WORK ORDER ▸
Nothing but the lines from the start of the entries through the line containing "## Root cause (single)" should appear in the answer, each given exactly.

MATERIAL FOR THIS EXERCISE ▸
######

PR #9612, opened 2026-07-20
fix(terminal): reap Windows agent PTY process trees on worktree teardown (#9045)

### LINKED ISSUE #9045: [Bug]: Worktree deletion fails with "Failed to physically stop every PTY" — orphaned claude.exe/node.exe/cmd.exe processes on Windows

OrcaWin:
Fixes #9045

## Problem
On Windows, deleting a worktree fails with `Failed to physically stop every PTY for worktree` (or `Timed out waiting for physical PTY teardown` on Force Delete) and leaves orphaned `claude.exe` / `node.exe` / `cmd.exe` processes holding handles into the worktree directory.

## Root cause (single)
Windows PTY teardown reduces to a ConPTY close of the **direct shell**. The descendant-snapshot module (`src/main/pty-descendant-termination.ts`) was a **deliberate win32 no-op** (`captureDescendantSnapshot` hard-returned `null`), so an agent's grandchildren (`claude -> node/cmd`) were never reaped. Those grandchildren:

1. keep the ConPTY **conout pipe open**, so node-pty's `exit` — the physical-exit proof the destructive delete gate (`killAllProcessesForWorktree`, `requirePhysicalStop`) waits on — never fires, and
2. keep **handles into the worktree dir**.

Both reported symptoms fall out of that one missing tree kill: the delete gate throws AND the processes orphan. This is distinct from #9197 (already fixed in #9601), which failed earlier at selector resolution.

## Fix
Minimal, Windows-scoped, inside the descendant module both providers already route agent teardown through:

- `captureDescendantSnapshot` now carries the **root PID** as a Windows snapshot (`windowsRootPid`) instead of returning `null`. Windows needs no ppid pre-snapshot because `taskkill /T` enumerates the live tree at kill time.
- `terminateDescendantSnapshot` reaps the tree with a **synchronous** `taskkill /pid <root> /t /f` — synchronous on purpose, so the tree is enumerated and killed **before** the caller closes the ConPTY (once the shell dies the child links break and taskkill can no longer reach the grandchildren, exactly the reparent hazard the POSIX snapshot-first path avoids). Failures are swallowed (the Windows analogue of ESRCH) so they never block the root kill, and the call is bounded so it can't outlast the physical-stop deadline.

Both the **daemon** (`terminal-session-teardown.ts` -> `killWithDescendantSweep`) and **local** (`local-pty-provider.ts` -> `shutdownTrackedPty`) providers get the fix through their existing **agent-scoped** calls. Non-agent terminals, POSIX, and remote hosts are untouched (the platform check runs on whichever host owns the PTY, so SSH/WSL remain correct). `taskkill /t /f` matches existing repo idiom (e.g. `claude-accounts/service.ts`).

## Tests
- New repro `src/main/runtime/repro-9045-windows-pty-tree-kill-gap.test.ts` models the ConPTY conout dependency and contrasts the pre-fix no-op (grandchildren survive, physical exit never proven) with the fix (tree reaped via real `taskkill`, conout frees, physical exit proven).
- Regression tests in `pty-descendant-termination.test.ts`: Windows snapshot shape, `taskkill /pid <root> /t /f` args + bounded/hidden opts, already-gone error swallowed, and the critical **ordering** assertion that the tree kill runs before the ConPTY root close.

Affected suites pass (`pty-descendant-termination`, `repro-9045`, `worktree-teardown`, daemon `session`/`terminal-session-teardown`/`pty-subprocess`, `local-pty-provider`): 301 passed. `npm run typecheck` and `oxlint` clean.

## Note on live repro
A fresh live Electron repro was impractical in this environment (dev CLI build incomplete); the deterministic gate-mechanism test above is used per the issue's allowance, and the issue already carries live `Get-CimInstance` evidence of the `powershell -> claude -> pwsh/node` tree shape on Windows.

### DIFF
--- a/src/main/pty-descendant-termination.test.ts
+++ b/src/main/pty-descendant-termination.test.ts
@@ -1,7 +1,11 @@
 import { afterEach, beforeEach, describe, expect, it, vi } from 'vitest'
 
 const execFileMock = vi.hoisted(() => vi.fn())
-vi.mock('node:child_process', () => ({ execFile: execFileMock }))
+const execFileSyncMock = vi.hoisted(() => vi.fn())
+vi.mock('node:child_process', () => ({
+  execFile: execFileMock,
+  execFileSync: execFileSyncMock
+}))
 
 import {
   captureDescendantSnapshot,
@@ -12,6 +16,7 @@ import {
   killWithDescendantSweep,
   parseProcessTable,
   terminateDescendantSnapshot,
+  WINDOWS_PROCESS_TREE_KILL_TIMEOUT_MS,
   type ProcessTableCapture,
   type ProcessTableRow
 } from './pty-descendant-termination'
@@ -24,6 +29,8 @@ beforeEach(() => {
     const callback = args.at(-1) as (error: Error | null, stdout: string) => void
     callback(null, '10 1 10 Mon Jul 13 12:54:47 2026')
   })
+  execFileSyncMock.mockReset()
+  execFileSyncMock.mockReturnValue(Buffer.from(''))
 })
 
 function row(
@@ -115,10 +122,23 @@ describe('captureDescendantSnapshot', () => {
     expect(vi.getTimerCount()).toBe(0)
   })
 
-  it('is a null no-op on Windows', async () => {
+  it('carries the root PID as a Windows tree-kill snapshot without a ps walk (#9045)', async () => {
     const readTable = vi.fn()
-    expect(await captureDescendantSnapshot(10, { readTable, platform: 'win32' })).toBeNull()
+    const result = await captureDescendantSnapshot(4321, { readTable, platform: 'win32' })
+    // Why: Windows reaps via taskkill /T at kill time, so the snapshot needs only
+    // the root PID — no ppid table read (which reparenting would invalidate anyway).
+    expect(result).toEqual({
+      rootPgid: null,
+      descendants: [],
+      capturedAtMs: expect.any(Number),
+      windowsRootPid: 4321
+    })
     expect(readTable).not.toHaveBeenCalled()
+  })
+
+  it('returns null on Windows for an invalid root PID', async () => {
+    expect(await captureDescendantSnapshot(0, { platform: 'win32' })).toBeNull()
+    expect(await captureDescendantSnapshot(-1, { platform: 'win32' })).toBeNull()
   })
 
   it('degrades to null when ps fails', async () => {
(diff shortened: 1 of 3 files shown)


OrcaWin:
🔍 **Opus deep review — looks solid, no changes needed.**

Reviewed the whole change end-to-end (`pty-descendant-termination.ts` + both callers `daemon/session.ts` and `providers/local-pty-provider.ts`, plus the new tests). Scrutinized exactly the risk areas and they hold up:

- **Kill ordering** — `killWithDescendantSweep` runs the win32 `terminateDescendantSnapshot` branch (which invokes `taskkill /pid <root> /t /f`) inside the `try`, then `killRoot()` (the ConPTY close) in `finally`. So the tree is reaped while child links are still intact, *before* the pseudoconsole is torn down. Same order holds in the `local-pty-provider` path (`terminateDescendantSnapshot` → `requestTrackedPtyShutdown`). The `['tree-kill','root-kill']` assertion locks this in.
- **win32-scoping** — the new behavior is entirely behind `platform === 'win32'` / `snapshot.windowsRootPid !== undefined` on the PTY-owning host. The POSIX snapshot+SIGTERM/SIGKILL path is byte-for-byte unchanged, the relay/remote handlers never import these functions, and the sweep only ever runs for agent sessions (`launchAgent` / `ptyAgentSessionIds`). POSIX/SSH/remote are untouched.
- **No over-kill / orphans** — `taskkill /t` only descends the shell root's own child tree (the agent grandchildren); it can't reach conhost or unrelated processes. The already-dead-tree case is swallowed (Windows ESRCH analogue), and it composes correctly with node-pty's existing `nodePtyKillIssued` double-close guards, so the redundant `killRoot()` after taskkill is safe.
- **Bounded** — the sync `execFileSync` is capped at `WINDOWS_PROCESS_TREE_KILL_TIMEOUT_MS = 2s`, comfortably inside the 10s worktree physical-stop deadline, so a wedged taskkill can't outlast the sweep gate.
- **Tests** — the repro models the real conout-pipe dependency (physical exit is proven only once orphans are cleared) and exercises the *real* default helper chain down to a mocked `execFileSync`; unit tests cover ordering, exact args, timeout constant, already-gone swallow, and the `ownsRoot: false` skip. Good coverage.

Ran the affected suites — `pty-descendant-termination`, `repro-9045-windows-pty-tree-kill-gap`, `daemon/session`, `daemon/terminal-host`, `providers/local-pty-provider`, `runtime/worktree-teardown` (261 tests) — all green, plus `tsc` node typecheck and oxlint clean.

**Residual risk (acceptable):** the tree-kill is a synchronous `execFileSync` on the daemon event loop, so a pathologically wedged `taskkill` could block it for up to 2s during teardown; healthy-case cost is tens of ms and the sync call is what makes the before-ConPTY-close ordering trivially correct, so keeping it sync is the right call. Nice fix. ✅

OrcaWin:
Closing as **superseded** — `main` already reaps Windows agent PTY trees on teardown.

This PR's fix (`taskkill /T /F` the descendant tree **before** the ConPTY close, so orphaned `claude.exe`/`node.exe`/`cmd.exe` children can't hold the worktree cwd and fail destructive removal with "Failed to physically stop every PTY") landed on `main` via **#10004 / #10100**'s `killWithDescendantSweep`. It's wired into both the agent and plain-shell teardown paths in `src/main/daemon/terminal-session-teardown.ts`, identity-gated so it only taskkills while the OS probe confirms the tree is still ours. Same root cause, same mechanism, same call site — no behavioral delta.

Our branch is 428 commits behind `main` and `pty-descendant-termination.ts` conflicts, so rebasing would be net risk rather than a no-op. The #9045 diagnosis here was independently correct — it just lost the race.

Happy to send the `repro-9045-windows-pty-tree-kill-gap` test standalone if a maintainer wants the extra coverage. Thanks!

######

ANSWER TO THIS PROBLEM ▸
PR #9612, opened 2026-07-20
fix(terminal): reap Windows agent PTY process trees on worktree teardown (#9045)

### LINKED ISSUE #9045: [Bug]: Worktree deletion fails with "Failed to physically stop every PTY" — orphaned claude.exe/node.exe/cmd.exe processes on Windows

OrcaWin:
Fixes #9045

## Problem
On Windows, deleting a worktree fails with `Failed to physically stop every PTY for worktree` (or `Timed out waiting for physical PTY teardown` on Force Delete) and leaves orphaned `claude.exe` / `node.exe` / `cmd.exe` processes holding handles into the worktree directory.

## Root cause (single)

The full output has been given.